TABLE 1.
Example | Description | |
Supervised learning algorithm | ||
Regularised regression | LASSO | An extension of classic regression algorithms in which a penalty is enforced to the fitted model to minimise its complexity and reduce the risk of overfitting |
Tree-based model | Classification and regression trees, random forest, gradient boosted trees (XGBoost) | Based on decision trees (a decision support tool which is a sequence of “if-then-else” splits are derived by iteratively separating data into groups based on the relationship between attributes and outcomes) |
Support vector machine | Linear, hinge loss, radial basis function kernel | Represents data in a multidimensional feature space and fits a “hyperplane” that best separates data based on outcomes of interest |
KNN | KNN | Represents data in a multidimensional feature space and uses local information about observations closest to a new dataset to predict outcomes for the new dataset |
Neural network | Deep neural networks, ANNs | Nonlinear algorithms built using multiple layers of nodes that extract features from the data and perform combinations that best predict outcomes |
Unsupervised learning algorithm | ||
Dimensionality reduction algorithms | Principal component analysis, linear discriminant analysis | Exploits inherent structure to transform data from high-dimensional space into a low-dimensional space which retains some meaningful attributes of the original data |
LCA | LCA | Identifies hidden population subgroups (latent classes) in the data. Used in datasets with complex constructs that have multiple behaviours. The probability of class membership is indirectly estimated by measuring patterns in the data |
Cluster analysis | K-means, hierarchical cluster analysis | Uses inherent structures in the data to best organise data into subgroups of maximum commonality based on some distance measure between features |
Reinforcement learning algorithm | ||
Reinforcement learning | Markov decision process and Q learning | Provides tools to optimise sequences of decision for the best outcomes or to maximise rewards.

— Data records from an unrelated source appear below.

PR #204, opened 2022-05-30
Oscar Changes - Update Deps and Core cleanup

oscartbeaumont:
Changes:
 - [update dependencies across workspace](https://github.com/spacedriveapp/spacedrive/commit/562efe3c6b8b0d9dd9ad7f62150ffdc60a20cbfd) - both Rust and Node deps were updated to the latest
 - [remove unused code + cleanup Rust imports](https://github.com/spacedriveapp/spacedrive/commit/6e0c944d2e48a7a5fd8597fea2a33e2b16b0181f) - removal of code in the core that isn't being used.
 - [remove anyhow](https://github.com/spacedriveapp/spacedrive/commit/a6551e83806f09d23e6debf3fe0362ebd08384ab) - this has been replaced by `thiserror` which was already being used throughout the codebase.


core/src/encode/metadata.rs
```diff
@@ -46,91 +44,91 @@ pub struct AudioStream {
...
-				media_item.steams.push(stream_item);
-			}
-			println!("{:#?}", media_item);
-		}
-
-		Err(error) => println!("error: {}", error),
-	}
-	Ok(())
-}
+// fn extract(iter: &mut Iter, key: &str) -> Option<String> {
```
Brendonovich, line 47: I assume there's a reason for all this to be comment it out, but why is that?

core/src/encode/thumb.rs
```diff
@@ -126,7 +128,7 @@ pub fn generate_thumbnail(file_path: &PathBuf, output_path: &PathBuf) -> Result<
 		imageops::FilterType::Triangle,
 	));
 	// Create the WebP encoder for the above image
-	let encoder: Encoder = Encoder::from_image(&img).map_err(|_| anyhow::anyhow!("jeff"))?;
+	let encoder: Encoder = Encoder::from_image(&img).unwrap();
```
Brendonovich, line 131: There's still a large amount of unwraps being used. I'm guessing you aren't trying to introduce new error types but cleanup existing ones?

core/src/file/cas/checksum.rs
```diff
@@ -1,34 +1,34 @@
...
 static SAMPLE_SIZE: u64 = 10000;
 
-fn read_at(file: &File, offset: u64, size: u64) -> Result<Vec<u8>> {
+fn read_at(file: &File, offset: u64, size: u64) -> Result<Vec<u8>, io::Error> {
 	let mut buf = vec![0u8; size as usize];
 
 	#[cfg(target_family = "unix")]
-	file.read_exact_at(&mut buf, offset)?;
+	{
+		use std::os::unix::prelude::FileExt;
```
Brendonovich, line 18: For consistency you could include the whole prelude
```suggestion
		use std::os::unix::prelude::*;
```

core/src/node/state.rs
```diff
@@ -39,15 +38,15 @@ lazy_static! {
 	static ref CONFIG: RwLock<Option<NodeState>> = RwLock::new(None);
```
Brendonovich, line 38: This just shouldn't be stored like this, though I'm guessing that's out of scope of this PR?

core/src/util/db.rs
```diff
@@ -1,18 +1,30 @@
...
 static MIGRATIONS_DIR: Dir = include_dir!("$CARGO_MANIFEST_DIR/prisma/migrations");
 
-pub fn sha256_digest<R: Read>(mut reader: R) -> Result<Digest> {
+#[derive(Error, Debug)]
+pub enum DatabaseError {
+	#[error("Unable to initialize the Prisma client")]
+	ClientError(#[from] prisma::NewClientError),
+}
+
+pub async fn create_connection(path: &str) -> Result<PrismaClient, DatabaseError> {
```
Brendonovich, line 20: Is this function necessary? It just wraps one function call and I assume is only called in one place.

Brendonovich (changes requested):
More changes are definitely needed but if this is part of a larger multi-PR effort then lgtm

core/src/encode/thumb.rs
oscartbeaumont: I intend to go back and cleanup the errors more in the future, as with the rest of the codebase. The codebase is completely covered in panics or error being ignore `.map(|| ())` so I don't think this makes a major difference now.

core/src/node/state.rs
oscartbeaumont: Already working on that today. I am merging in changes from the core refactor one by one. I just wanna get my changes in master as quickly as possible so we don't get messy merge conflicts.

core/src/encode/thumb.rs
maxichrome: > I intend to go back and cleanup the errors more in the future, as with the rest of the codebase. 

Should we make sure this is tasked out?

> The codebase is completely covered in panics or error being ignore `.map(|| ())` so I don't think this makes a major difference now.

Does `.unwrap()` ignore errors or cause them to panic (which I assume would be expected behavior based on your comment)?

core/src/util/db.rs
oscartbeaumont: I have already removed it with some local changes I am working on now. Will push later today. It's one Jamie had around. I think we should have a `async fn load_and_migrate(db_url: &str) -> Result<PrismaClient, MigrationError>` in that file instead of the two functions.

core/src/encode/metadata.rs
oscartbeaumont: It's unused and was throwing warnings from the Rust compiler due to that. It can all be uncommented when it's ready to be used.

core/src/encode/thumb.rs
Brendonovich: > Does `.unwrap()` ignore errors or cause them to panic (which I assume would be expected behavior based on your comment)?

`.unwrap()` forces a panic if the result is an error, which is why it's better to bubble errors upwards to a central error handling mechanism.

oscartbeaumont: I added error handling is ENG-91 part of the core refactor ENG-49.

Unwrap causes a crash which for now would be expected instead of `.map(|| ())` which ignores the error and continues execution.

Brendonovich (approved):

Learns by trial and error. An action is reinforced with the action that results in a positive outcome (reward), and vice versa. The algorithm can improve performance in scenarios where a learning system can choose to repeat known decisions (exploitation) or make novel decisions expecting to gain even greater rewards (exploration) |
KNN: K-nearest neighbour; LCA: latent class analysis; LASSO: least absolute shrinkage and selection operator; ANN: artificial neural network.